PR #4629, opened 2024-01-08
Feat AWS Assume Role add duration in seconds

konidev20:
This is w.r.t #4474  which was merged. The AWS AssumeRole endpoint provides the ability to specify the duration in seconds for the validity of the token. Refer: https://docs.aws.amazon.com/STS/latest/APIReference/API_AssumeRole.html

I see that it was missed in the previous linked PR. The `minio` library used does provide the ability to specify the duration in seconds under the `STSAssumeRoleOptions`.

I want the ability to change the duration in seconds for which the AssumeRole token is issued. I have some long running operation and want to keep 12 hours as the validity for the token I am using.

One thing to note here:
The `minio` library implicitly considers `DurationInSeconds` greater than 3600 seconds. I have updated the documentation as well highlighting the same.

If the environment variable is not set, it is simply ignored and the default value of 3600 seconds is implicitly accepted. 

This must be documented since, AWS AssumeRole allows you to specify durations between 900 and 43200 seconds. Since, `minio` allows only values above 3600 seconds we need to add it.

Related to #4474

Checklist
---------

### DIFF
--- a/changelog/unreleased/pull-4629
+++ b/changelog/unreleased/pull-4629
@@ -1,0 +1,9 @@
+Enhancement: Feat AWS Assume Role add duration in seconds
+
+While using the AWS AssumeRole capability of the S3 storage backend, restic did not allow the duration in seconds to be configured for the STS token issued through the AssumeRole API.
+
+We have added the capability to specify the duration in seconds for the AssumeRole API using the RESTIC_AWS_ASSUME_ROLE_DURATION_IN_SECONDS environment variable.
+
+Note: `minio` currently considers only values above 3600 seconds to be configured.
+
+https://github.com/restic/restic/pull/4629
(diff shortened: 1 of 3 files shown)


MichaelEischer:
I'm not entirely sure I get the point of this PR. As far as I can tell, minio should be able to request a new token once the old one has expired.

konidev20:
Yes. Tweaking the duration for the validity of the STS token issued through the AssumeRole API is something I desire to change. 

Example instead of renewing it every 1 hour, I want to be able to specify it to renew every 3 hours. 

It's just another configuration value to be added. It would be helpful for me.

MichaelEischer:
> Example instead of renewing it every 1 hour, I want to be able to specify it to renew every 3 hours.

But what is the underlying reason for changing `DurationInSeconds`? So far you've only explained what the PR does, but not why. Which problem does the PR solve? 

> This doesn't affect the functionality, want this as a possible configuration option.

A configuration option that just exists in order to exist, doesn't make sense. Either there is a reason why the option is necessary or we shouldn't add the option.

konidev20:
One of the use cases I am looking for is the ability to skew the requests for STS token renewal when I have lots of parallel backup jobs running to S3. I don't want 100 pods to make the same request for token renewal which can overload my STS endpoint. 

Another one is to reduce the number of requests to the STS API. If I know a backup/restore job will be taking 10+ hours I might as well get a token for 12 hours (the max limit of the AssumeRole endpoint).

rawtaz:
@konidev20 Can you please clarify further - do you have an actual problem right now with your 100 pods, and if so what is it in concrete terms? And in what way would 100 pods renewing their tokens overload the STS service? After all, the default value has been set by upstream to one hour, so I'd expect them to be quite prepared for renewals to happen as frequently as one hour.

konidev20:
Nevermind, found another way. https://repost.aws/knowledge-center/iam-sts-throttling-error

PR #4639, opened 2024-01-18
Update Backblaze documentation

northben:
clarify documentation regarding B2 bucket lifecycle settings. The default lifecycle setting is probably fine for most users now; a custom policy is not necessary.

Checklist
---------

### DIFF
--- a/doc/030_preparing_a_new_repo.rst
+++ b/doc/030_preparing_a_new_repo.rst
@@ -487,7 +487,8 @@ Backblaze B2
 
    Different from the B2 backend, restic's S3 backend will only hide no longer
    necessary files. Thus, make sure to setup lifecycle rules to eventually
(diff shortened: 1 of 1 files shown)


rawtaz:
I don't use B2, but won't the "Keep only the last version of the file" you mention keep hidden files forever? That is, restic hides a file which is no longer needed; with the "Keep only the last version of the file" policy in B2, that file will still be kept forever, right?

If yes, this seems like it would just keep using up space, as opposed to a policy that deletes hidden files after some time, which seems bad. Am I missing something?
=-=-=-=-=
→ Your instructions
Output the full listing above once again, verbatim.

→ Reply
PR #4629, opened 2024-01-08
Feat AWS Assume Role add duration in seconds

konidev20:
This is w.r.t #4474  which was merged. The AWS AssumeRole endpoint provides the ability to specify the duration in seconds for the validity of the token. Refer: https://docs.aws.amazon.com/STS/latest/APIReference/API_AssumeRole.html

I see that it was missed in the previous linked PR. The `minio` library used does provide the ability to specify the duration in seconds under the `STSAssumeRoleOptions`.

I want the ability to change the duration in seconds for which the AssumeRole token is issued. I have some long running operation and want to keep 12 hours as the validity for the token I am using.

One thing to note here:
The `minio` library implicitly considers `DurationInSeconds` greater than 3600 seconds. I have updated the documentation as well highlighting the same.

If the environment variable is not set, it is simply ignored and the default value of 3600 seconds is implicitly accepted. 

This must be documented since, AWS AssumeRole allows you to specify durations between 900 and 43200 seconds. Since, `minio` allows only values above 3600 seconds we need to add it.

Related to #4474

Checklist
---------

### DIFF
--- a/changelog/unreleased/pull-4629
+++ b/changelog/unreleased/pull-4629
@@ -1,0 +1,9 @@
+Enhancement: Feat AWS Assume Role add duration in seconds
+
+While using the AWS AssumeRole capability of the S3 storage backend, restic did not allow the duration in seconds to be configured for the STS token issued through the AssumeRole API.
+
+We have added the capability to specify the duration in seconds for the AssumeRole API using the RESTIC_AWS_ASSUME_ROLE_DURATION_IN_SECONDS environment variable.
+
+Note: `minio` currently considers only values above 3600 seconds to be configured.
+
+https://github.com/restic/restic/pull/4629
(diff shortened: 1 of 3 files shown)


MichaelEischer:
I'm not entirely sure I get the point of this PR. As far as I can tell, minio should be able to request a new token once the old one has expired.

konidev20:
Yes. Tweaking the duration for the validity of the STS token issued through the AssumeRole API is something I desire to change. 

Example instead of renewing it every 1 hour, I want to be able to specify it to renew every 3 hours. 

It's just another configuration value to be added. It would be helpful for me.

MichaelEischer:
> Example instead of renewing it every 1 hour, I want to be able to specify it to renew every 3 hours.

But what is the underlying reason for changing `DurationInSeconds`? So far you've only explained what the PR does, but not why. Which problem does the PR solve? 

> This doesn't affect the functionality, want this as a possible configuration option.

A configuration option that just exists in order to exist, doesn't make sense. Either there is a reason why the option is necessary or we shouldn't add the option.

konidev20:
One of the use cases I am looking for is the ability to skew the requests for STS token renewal when I have lots of parallel backup jobs running to S3. I don't want 100 pods to make the same request for token renewal which can overload my STS endpoint. 

Another one is to reduce the number of requests to the STS API. If I know a backup/restore job will be taking 10+ hours I might as well get a token for 12 hours (the max limit of the AssumeRole endpoint).

rawtaz:
@konidev20 Can you please clarify further - do you have an actual problem right now with your 100 pods, and if so what is it in concrete terms? And in what way would 100 pods renewing their tokens overload the STS service? After all, the default value has been set by upstream to one hour, so I'd expect them to be quite prepared for renewals to happen as frequently as one hour.

konidev20:
Nevermind, found another way. https://repost.aws/knowledge-center/iam-sts-throttling-error

PR #4639, opened 2024-01-18
Update Backblaze documentation

northben:
clarify documentation regarding B2 bucket lifecycle settings. The default lifecycle setting is probably fine for most users now; a custom policy is not necessary.

Checklist
---------

### DIFF
--- a/doc/030_preparing_a_new_repo.rst
+++ b/doc/030_preparing_a_new_repo.rst
@@ -487,7 +487,8 @@ Backblaze B2
 
    Different from the B2 backend, restic's S3 backend will only hide no longer
    necessary files. Thus, make sure to setup lifecycle rules to eventually
(diff shortened: 1 of 1 files shown)


rawtaz:
I don't use B2, but won't the "Keep only the last version of the file" you mention keep hidden files forever? That is, restic hides a file which is no longer needed; with the "Keep only the last version of the file" policy in B2, that file will still be kept forever, right?

If yes, this seems like it would just keep using up space, as opposed to a policy that deletes hidden files after some time, which seems bad. Am I missing something?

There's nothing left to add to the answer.